_PROMPT_:
Looking at the data below, how many lines include the word "unless"? Respond with the number only.

------ GIVEN RECORDS ------

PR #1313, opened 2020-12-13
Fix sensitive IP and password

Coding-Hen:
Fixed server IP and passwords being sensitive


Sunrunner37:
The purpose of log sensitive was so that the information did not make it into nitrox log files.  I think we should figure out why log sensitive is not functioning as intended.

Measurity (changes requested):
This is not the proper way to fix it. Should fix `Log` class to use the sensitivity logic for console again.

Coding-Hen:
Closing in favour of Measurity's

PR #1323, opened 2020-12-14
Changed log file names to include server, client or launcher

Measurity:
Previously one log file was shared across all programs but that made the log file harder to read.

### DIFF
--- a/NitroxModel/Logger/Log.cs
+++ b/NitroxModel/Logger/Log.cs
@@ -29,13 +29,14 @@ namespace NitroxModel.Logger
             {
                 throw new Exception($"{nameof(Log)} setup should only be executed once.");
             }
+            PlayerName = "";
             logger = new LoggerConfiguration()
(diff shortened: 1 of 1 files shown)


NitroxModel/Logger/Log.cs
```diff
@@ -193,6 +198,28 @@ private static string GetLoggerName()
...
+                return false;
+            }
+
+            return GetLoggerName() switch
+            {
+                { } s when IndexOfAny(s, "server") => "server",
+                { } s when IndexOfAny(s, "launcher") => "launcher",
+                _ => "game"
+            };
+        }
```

------
------ GIVEN RECORDS ------

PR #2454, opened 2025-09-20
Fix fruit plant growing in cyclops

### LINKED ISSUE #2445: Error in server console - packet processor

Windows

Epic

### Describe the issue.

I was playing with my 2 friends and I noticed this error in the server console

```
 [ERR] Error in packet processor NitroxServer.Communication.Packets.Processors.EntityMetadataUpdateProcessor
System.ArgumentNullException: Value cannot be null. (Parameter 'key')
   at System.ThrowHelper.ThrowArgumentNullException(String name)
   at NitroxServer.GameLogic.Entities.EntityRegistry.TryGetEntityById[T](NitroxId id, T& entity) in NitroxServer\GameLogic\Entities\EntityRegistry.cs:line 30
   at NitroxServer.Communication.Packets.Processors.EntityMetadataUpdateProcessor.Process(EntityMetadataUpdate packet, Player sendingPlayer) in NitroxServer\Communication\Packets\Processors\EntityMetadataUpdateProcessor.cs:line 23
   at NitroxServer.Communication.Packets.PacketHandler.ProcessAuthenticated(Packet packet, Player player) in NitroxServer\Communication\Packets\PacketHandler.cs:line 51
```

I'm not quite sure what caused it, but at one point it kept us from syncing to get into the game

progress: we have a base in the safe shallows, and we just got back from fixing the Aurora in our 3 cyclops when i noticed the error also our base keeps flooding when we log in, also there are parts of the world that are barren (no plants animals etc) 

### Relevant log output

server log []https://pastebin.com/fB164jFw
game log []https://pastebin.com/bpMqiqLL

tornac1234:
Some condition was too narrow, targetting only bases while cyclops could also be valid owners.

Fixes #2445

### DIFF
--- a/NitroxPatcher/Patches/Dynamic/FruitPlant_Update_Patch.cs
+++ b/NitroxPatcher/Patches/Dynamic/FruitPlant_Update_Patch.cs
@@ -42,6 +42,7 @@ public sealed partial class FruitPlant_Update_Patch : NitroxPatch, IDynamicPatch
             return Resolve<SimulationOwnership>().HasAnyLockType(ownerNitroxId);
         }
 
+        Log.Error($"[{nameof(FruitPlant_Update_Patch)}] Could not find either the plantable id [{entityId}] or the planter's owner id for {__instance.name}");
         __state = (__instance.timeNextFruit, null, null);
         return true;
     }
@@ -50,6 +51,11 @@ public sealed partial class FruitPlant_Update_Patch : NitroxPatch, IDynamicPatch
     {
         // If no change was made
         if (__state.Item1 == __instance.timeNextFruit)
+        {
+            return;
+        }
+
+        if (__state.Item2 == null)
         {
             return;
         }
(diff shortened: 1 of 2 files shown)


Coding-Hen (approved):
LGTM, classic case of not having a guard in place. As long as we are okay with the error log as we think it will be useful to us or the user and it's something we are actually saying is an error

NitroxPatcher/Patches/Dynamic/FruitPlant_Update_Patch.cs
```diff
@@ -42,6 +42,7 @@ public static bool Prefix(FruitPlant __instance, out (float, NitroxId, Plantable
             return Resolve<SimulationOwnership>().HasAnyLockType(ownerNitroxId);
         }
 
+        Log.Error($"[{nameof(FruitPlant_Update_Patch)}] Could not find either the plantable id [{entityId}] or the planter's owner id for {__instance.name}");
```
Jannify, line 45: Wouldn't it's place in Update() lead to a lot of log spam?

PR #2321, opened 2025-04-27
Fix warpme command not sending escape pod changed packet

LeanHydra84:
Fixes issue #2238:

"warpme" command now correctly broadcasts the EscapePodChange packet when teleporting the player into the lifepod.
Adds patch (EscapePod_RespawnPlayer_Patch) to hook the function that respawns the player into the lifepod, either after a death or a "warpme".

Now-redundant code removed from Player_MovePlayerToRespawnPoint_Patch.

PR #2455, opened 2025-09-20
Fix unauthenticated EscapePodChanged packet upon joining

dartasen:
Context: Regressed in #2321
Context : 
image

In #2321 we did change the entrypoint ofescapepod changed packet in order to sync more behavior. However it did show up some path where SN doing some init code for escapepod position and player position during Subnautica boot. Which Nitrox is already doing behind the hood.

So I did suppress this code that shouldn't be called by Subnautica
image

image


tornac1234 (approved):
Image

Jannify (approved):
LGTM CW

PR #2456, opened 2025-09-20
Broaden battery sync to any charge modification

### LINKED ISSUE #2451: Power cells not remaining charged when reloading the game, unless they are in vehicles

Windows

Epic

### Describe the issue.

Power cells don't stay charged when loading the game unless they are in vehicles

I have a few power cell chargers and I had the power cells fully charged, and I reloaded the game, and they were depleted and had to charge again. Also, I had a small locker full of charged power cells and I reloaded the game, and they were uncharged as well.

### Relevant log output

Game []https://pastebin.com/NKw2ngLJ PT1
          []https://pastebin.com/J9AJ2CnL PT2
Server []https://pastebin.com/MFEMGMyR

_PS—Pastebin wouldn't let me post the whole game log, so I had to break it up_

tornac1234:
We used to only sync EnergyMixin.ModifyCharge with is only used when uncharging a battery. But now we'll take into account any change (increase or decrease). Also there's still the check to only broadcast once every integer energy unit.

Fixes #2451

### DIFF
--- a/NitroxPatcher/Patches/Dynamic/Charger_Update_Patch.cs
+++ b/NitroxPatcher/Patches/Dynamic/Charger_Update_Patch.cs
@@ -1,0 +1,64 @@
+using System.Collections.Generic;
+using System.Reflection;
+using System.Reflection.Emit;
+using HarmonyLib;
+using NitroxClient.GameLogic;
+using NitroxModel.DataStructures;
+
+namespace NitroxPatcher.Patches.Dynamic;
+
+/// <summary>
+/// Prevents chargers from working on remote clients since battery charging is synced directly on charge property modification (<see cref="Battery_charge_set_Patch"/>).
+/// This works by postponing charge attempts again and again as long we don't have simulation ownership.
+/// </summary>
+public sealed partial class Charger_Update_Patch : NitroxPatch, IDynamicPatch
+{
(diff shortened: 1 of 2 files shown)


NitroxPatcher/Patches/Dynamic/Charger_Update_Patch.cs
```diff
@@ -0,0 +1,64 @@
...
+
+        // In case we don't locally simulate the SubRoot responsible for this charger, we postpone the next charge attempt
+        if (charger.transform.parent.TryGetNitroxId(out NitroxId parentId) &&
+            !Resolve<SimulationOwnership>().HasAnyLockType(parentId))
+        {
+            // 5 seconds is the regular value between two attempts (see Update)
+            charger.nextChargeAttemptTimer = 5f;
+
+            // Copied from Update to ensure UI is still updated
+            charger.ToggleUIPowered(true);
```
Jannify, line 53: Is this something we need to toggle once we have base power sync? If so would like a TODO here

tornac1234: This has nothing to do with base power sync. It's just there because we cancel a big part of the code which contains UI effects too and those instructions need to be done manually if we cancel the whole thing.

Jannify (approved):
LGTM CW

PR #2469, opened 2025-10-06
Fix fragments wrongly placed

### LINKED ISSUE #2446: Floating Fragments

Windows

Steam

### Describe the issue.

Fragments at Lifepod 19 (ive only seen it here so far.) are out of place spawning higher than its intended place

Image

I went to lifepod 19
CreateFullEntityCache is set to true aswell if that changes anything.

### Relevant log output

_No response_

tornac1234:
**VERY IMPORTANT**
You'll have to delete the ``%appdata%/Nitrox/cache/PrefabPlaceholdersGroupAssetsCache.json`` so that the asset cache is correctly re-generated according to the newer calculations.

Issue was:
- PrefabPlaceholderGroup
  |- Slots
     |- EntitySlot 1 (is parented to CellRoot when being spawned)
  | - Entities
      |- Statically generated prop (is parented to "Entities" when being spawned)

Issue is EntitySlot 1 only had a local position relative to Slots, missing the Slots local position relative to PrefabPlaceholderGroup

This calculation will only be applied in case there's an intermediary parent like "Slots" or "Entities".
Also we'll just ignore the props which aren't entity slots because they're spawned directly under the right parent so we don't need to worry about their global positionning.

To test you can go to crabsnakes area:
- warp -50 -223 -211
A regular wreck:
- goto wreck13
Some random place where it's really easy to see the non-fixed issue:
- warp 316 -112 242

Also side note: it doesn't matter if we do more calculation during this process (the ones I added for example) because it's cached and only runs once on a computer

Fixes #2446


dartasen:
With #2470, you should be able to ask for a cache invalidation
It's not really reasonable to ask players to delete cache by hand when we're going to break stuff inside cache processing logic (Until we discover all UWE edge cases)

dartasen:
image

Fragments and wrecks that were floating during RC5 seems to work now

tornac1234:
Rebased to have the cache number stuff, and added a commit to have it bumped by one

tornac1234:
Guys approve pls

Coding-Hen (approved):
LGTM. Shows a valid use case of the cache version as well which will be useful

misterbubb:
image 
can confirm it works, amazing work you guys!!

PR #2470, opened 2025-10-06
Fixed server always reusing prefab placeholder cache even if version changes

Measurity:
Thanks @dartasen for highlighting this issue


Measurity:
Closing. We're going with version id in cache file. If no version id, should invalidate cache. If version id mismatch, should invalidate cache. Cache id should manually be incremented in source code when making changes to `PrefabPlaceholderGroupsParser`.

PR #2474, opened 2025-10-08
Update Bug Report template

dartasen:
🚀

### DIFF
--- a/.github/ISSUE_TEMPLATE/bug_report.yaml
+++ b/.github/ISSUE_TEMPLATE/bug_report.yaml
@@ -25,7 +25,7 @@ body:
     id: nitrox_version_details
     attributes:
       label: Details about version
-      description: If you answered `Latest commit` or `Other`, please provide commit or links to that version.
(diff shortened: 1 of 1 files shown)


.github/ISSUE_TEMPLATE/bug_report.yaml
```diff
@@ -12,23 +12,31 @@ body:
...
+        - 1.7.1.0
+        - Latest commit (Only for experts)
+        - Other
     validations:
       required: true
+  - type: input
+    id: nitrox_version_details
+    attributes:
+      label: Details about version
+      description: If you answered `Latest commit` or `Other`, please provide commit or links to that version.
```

------

_SOLUTION FOR THIS PROBLEM_:
2